Dit betekent dat het Zorginstituut appellant terecht heeft aangemerkt als verdragsgerechtigde en dat de inhouding van de buitenlandbijdrage vanaf 1 oktober 2010 terecht heeft plaatsgevonden.
4.8.
Uit hetgeen hiervoor onder 4.1 tot en met 4.7 is overwogen vloeit voort dat het hoger beroep niet slaagt en dat de aangevallen uitspraak moet worden bevestigd.
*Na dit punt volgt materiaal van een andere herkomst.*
PR #146, opened 2026-05-21
add NMT2Sym, D99, and CIVETNMT annotation entries to YAML

jpillai00:
Updates the annotations for the NMT2Sym, D99, and CIVETNMT yaml files based on changes to groupings/names [here](https://docs.google.com/spreadsheets/d/1EDaRNpxcC8TRUmbzrc4X5GX9i0EjFqf5qn1oJ4A437c/edit?gid=1645453905#gid=1645453905).

To-Do:
- [x] update CIVETNMT CHARM files annots
- [x] remove AT as an annotation category & replace with PC for NMT2Sym, D99

*will address updating 5 more files in NMT2Sym in a different PR


src/neuromaps_prime/resources/nodes/macaque/D99.yaml
```diff
@@ -15,6 +15,27 @@ D99:
       white:
         left: https://files.osf.io/v1/resources/nmxfh/providers/osfstorage/69d52303cc9143f354902958?view_only=b214f40525fe44b5bea3103478d08d0d
         right: https://files.osf.io/v1/resources/nmxfh/providers/osfstorage/69d523022882bdb2bc3ebdee?view_only=b214f40525fe44b5bea3103478d08d0d
+
   volumes:
     250um:
       T1w: https://files.osf.io/v1/resources/nmxfh/providers/osfstorage/69d52302a52f9bb3897129cf?view_only=b214f40525fe44b5bea3103478d08d0d
+      annotation:
+        PC:
```
kaitj, line 23: What is different about this one versus the one below (PC_sym)?

src/neuromaps_prime/resources/nodes/macaque/CIVETNMT.yaml
```diff
@@ -12,3 +12,14 @@ CIVETNMT:
       white:
         left: https://files.osf.io/v1/resources/nmxfh/providers/osfstorage/69d522eda52f9bb3897129b8?view_only=b214f40525fe44b5bea3103478d08d0d
         right: https://files.osf.io/v1/resources/nmxfh/providers/osfstorage/69d522ec4f3931c54c90480e?view_only=b214f40525fe44b5bea3103478d08d0d
+      annotation:
```
kaitj: uri's for the file(s) themselves? i am assuming this is just a text file mapping label to structure.

src/neuromaps_prime/resources/nodes/macaque/D99.yaml
```diff
@@ -15,6 +15,27 @@ D99:
...
+            - 'lookup file: https://files.us.osf.io/v1/resources/nmxfh/providers/osfstorage/6a0f510b7da771710ca7aa44?view_only=b214f40525fe44b5bea3103478d08d0d'
+        PC_sym:
+          uri: https://files.us.osf.io/v1/resources/nmxfh/providers/osfstorage/6a0f510a270229e9b9679c4d?view_only=b214f40525fe44b5bea3103478d08d0d
+          notes:
+            - Symmetrized/mirrored variant of the D99 v2.0 atlas.
+        PC_hemi_R:
+          uri: https://files.us.osf.io/v1/resources/nmxfh/providers/osfstorage/6a0f510c45728813016799d7?view_only=b214f40525fe44b5bea3103478d08d0d
+          notes:
+            - Right-hemisphere-only subset of the D99 v2.0 atlas.
+        PC_seg_cortical:
```
kaitj: uri or does it use an existing uri (which we should include here as well anyways if we have a notes).

kaitj (commented):
Every annotation should probably be associated with a uri unless there is a good reason not to. Otherwise, see notes / questions below.

src/neuromaps_prime/resources/nodes/macaque/CIVETNMT.yaml
jpillai00: only these text files were dropped into that folder

src/neuromaps_prime/resources/nodes/macaque/D99.yaml
jpillai00: did not look into this but i'll open up the files and check!

src/neuromaps_prime/resources/nodes/macaque/D99.yaml
jpillai00: same as the CIVETNMT comment, but I believe only this text file was in the original D99 folder. i will double check

src/neuromaps_prime/resources/nodes/macaque/CIVETNMT.yaml
kaitj: If these text files aren't associated with any specific annotation or something specific to the space, would leave them out. It wouldn't really make sense to include them unless we / a user knows what to do with them. What do the contents of these files look like?

src/neuromaps_prime/resources/nodes/macaque/D99.yaml
kaitj: It's possible that this is using the D99 parcellation and instead is just a look up table, in which case i would include this in the notes there.

jpillai00: yes, I believe it is using the D99 parcellation. here is the file: [src-D99_seg-cortical_desc-PC_annot.txt](https://github.com/user-attachments/files/30092975/src-D99_seg-cortical_desc-PC_annot.txt)

I already have noted down that it is a lookup file in the notes:`cortical-only lookup file:` do I need to include anything more?

src/neuromaps_prime/resources/nodes/macaque/D99.yaml
jpillai00: they look exactly the same when I opened it up so I will remove the `PC_sym` version.

src/neuromaps_prime/resources/nodes/macaque/CIVETNMT.yaml
jpillai00: that makes sense, I can remove them.

here are those files if helpful:

[CHARM_atlas_rsl_sym_hires_level_3.txt](https://github.com/user-attachments/files/30093161/CHARM_atlas_rsl_sym_hires_level_3.txt)
[CHARM_atlas_rsl_sym_hires_level_4.txt](https://github.com/user-attachments/files/30093162/CHARM_atlas_rsl_sym_hires_level_4.txt)
[macaque_mid_mc_left.txt](https://github.com/user-attachments/files/30093160/macaque_mid_mc_left.txt)

kaitj: Ahh I see, they are associated with the CHARM atlas (which I think is also ~D99~ NMT2Sym?) and I think a mean curvature (if I am interpretting the mc correctly)? In this case, it probably makes sense to remove them.

src/neuromaps_prime/resources/nodes/macaque/D99.yaml
kaitj: This is the PC nifti above right? In that case, I would remove this individual key and move the note to the nifti above just so they are associated with the same key.

src/neuromaps_prime/resources/nodes/macaque/NMT2Sym.yaml
```diff
@@ -15,6 +15,53 @@ NMT2Sym:
       inflated:
         left: https://files.osf.io/v1/resources/nmxfh/providers/osfstorage/69d523dfab76e18c73904626?view_only=b214f40525fe44b5bea3103478d08d0d
         right: https://files.osf.io/v1/resources/nmxfh/providers/osfstorage/69d523df4d366de13d714041?view_only=b214f40525fe44b5bea3103478d08d0d
+      annotation:
+        SD:
+          right: https://files.us.osf.io/v1/resources/nmxfh/providers/osfstorage/6a0f5213cd87cca253679ac7?view_only=b214f40525fe44b5bea3103478d08d0d
+          notes: 
+            - Sulcal depth map (hemi-R)
```
kaitj: Could consider leaving this note out since the keys should already be indicative of what this represents. I think you already mentioned this, but we have a mapping of the acronym (e.g. SD) already.

kaitj (commented):
Looks fine to me now, just waiting for the YAML validation CI to pass before approving.

kaitj:
Hmm, a bunch of urls (unrelated to this PR) are failing due from lack of access to the files. @tamsinrogers, we should double check the project ids + view only keys on these. I'll also try to update the script so that we aren't getting rate limited.

@jpillai00, going to try rerunning the ci one more time in a few hours, but otherwise this looks good to go. Doesn't seem like the failing uris are related to the annotations added.

kaitj (approved):
Alright, all but 2 are passing now and for both of those, I tried to manually check the the uri and was having trouble loading osf. May be overloaded or rate limited.

PR #147, opened 2026-05-21
replace local paths with OSF

tamsinrogers:
@kaitj I'm not sure this is exactly correct, trying to follow along with #142. Let me know if the paths should be structured differently!


kaitj:
> @kaitj I'm not sure this is exactly correct, trying to follow along with #142. Let me know if the paths should be structured differently!

It's not quite right. You'll have to use the view only link (passing the token) and grab it via the osf api. I had an example of this somewhere at one point, I'll see if I can find it and send it to you!

kaitj:
Superceded by #154, closing.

5. Voor een veroordeling in de proceskosten bestaat geen aanleiding.

BESLISSING

De Centrale Raad van Beroep bevestigt de aangevallen uitspraak.
Deze uitspraak is gedaan door M.M. van der Kade als voorzitter en T.L. de Vries en
H.J. Simon als leden, in tegenwoordigheid van K. de Jong als griffier. De beslissing is uitgesproken in het openbaar op 6 maart 2015.